## What to do
Write the data out again, exactly as given.

[Stored items]
....
PR #784, opened 2026-07-11
OPT-1098 Reson: bound real-time recording capture transport

PORTALSURFER:
## Scope
- replace the unbounded WAV-writer channel with a two-second preallocated SPSC sample ring
- replace callback-side monitor locking/cloning with a bounded half-second SPSC ring and bounded control queue
- drop whole newest callback blocks on overflow so channel/frame alignment remains intact
- reuse preallocated format-conversion scratch storage in the CPAL callback
- expose atomic writer/monitor overrun, disconnect, control-drop, and worker-failure health snapshots
- make writer and monitor workers drop-safe across stream-build and stream-start failures
- share monitor liveness so `InputMonitor::stop()` prevents later recorder appends
- surface completed-session transport loss through Wavecrate telemetry and warning status

## Definition of Done
- slow writer and monitor consumers cannot grow memory without bound
- capture submission does not block, lock, clone sample blocks, or allocate per normal callback
- lost samples and worker/control failures are explicitly observable
- queued samples drain before normal WAV finalization
- startup failure and public monitor-stop paths cannot leak workers or resume monitoring

## Validation commands
- `cargo test -p reson --lib` (147 passed)
- `cargo test -p reson --lib recording` (10 passed)
- `cargo clippy -p reson --all-targets -- -D warnings`
- `git diff --check`

## Known limitations
- Real audio-device recording smoke testing was not available in the locked desktop session; deterministic transport, drain, lifecycle, health, and full Reson library coverage pass.

### DIFF
--- a/crates/reson/src/input/stream.rs
+++ b/crates/reson/src/input/stream.rs
@@ -9,92 +9,125 @@ pub(crate) fn build_input_stream(
     config: &cpal::StreamConfig,
     sample_format: cpal::SampleFormat,
     selection: StreamChannelSelection,
-    mut on_samples: impl FnMut(Vec<f32>) + Send + 'static,
+    mut on_samples: impl FnMut(&[f32]) + Send + 'static,
 ) -> Result<cpal::Stream, AudioInputError> {
     let err_fn = move |err| {
         warn!("Audio input stream error: {err}");
     };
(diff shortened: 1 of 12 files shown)


PORTALSURFER:
@codex review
....
## Exercise result
PR #784, opened 2026-07-11
OPT-1098 Reson: bound real-time recording capture transport

PORTALSURFER:
## Scope
- replace the unbounded WAV-writer channel with a two-second preallocated SPSC sample ring
- replace callback-side monitor locking/cloning with a bounded half-second SPSC ring and bounded control queue
- drop whole newest callback blocks on overflow so channel/frame alignment remains intact
- reuse preallocated format-conversion scratch storage in the CPAL callback
- expose atomic writer/monitor overrun, disconnect, control-drop, and worker-failure health snapshots
- make writer and monitor workers drop-safe across stream-build and stream-start failures
- share monitor liveness so `InputMonitor::stop()` prevents later recorder appends
- surface completed-session transport loss through Wavecrate telemetry and warning status

## Definition of Done
- slow writer and monitor consumers cannot grow memory without bound
- capture submission does not block, lock, clone sample blocks, or allocate per normal callback
- lost samples and worker/control failures are explicitly observable
- queued samples drain before normal WAV finalization
- startup failure and public monitor-stop paths cannot leak workers or resume monitoring

## Validation commands
- `cargo test -p reson --lib` (147 passed)
- `cargo test -p reson --lib recording` (10 passed)
- `cargo clippy -p reson --all-targets -- -D warnings`
- `git diff --check`

## Known limitations
- Real audio-device recording smoke testing was not available in the locked desktop session; deterministic transport, drain, lifecycle, health, and full Reson library coverage pass.

### DIFF
--- a/crates/reson/src/input/stream.rs
+++ b/crates/reson/src/input/stream.rs
@@ -9,92 +9,125 @@ pub(crate) fn build_input_stream(
     config: &cpal::StreamConfig,
     sample_format: cpal::SampleFormat,
     selection: StreamChannelSelection,
-    mut on_samples: impl FnMut(Vec<f32>) + Send + 'static,
+    mut on_samples: impl FnMut(&[f32]) + Send + 'static,
 ) -> Result<cpal::Stream, AudioInputError> {
     let err_fn = move |err| {
         warn!("Audio input stream error: {err}");
     };
(diff shortened: 1 of 12 files shown)


PORTALSURFER:
@codex review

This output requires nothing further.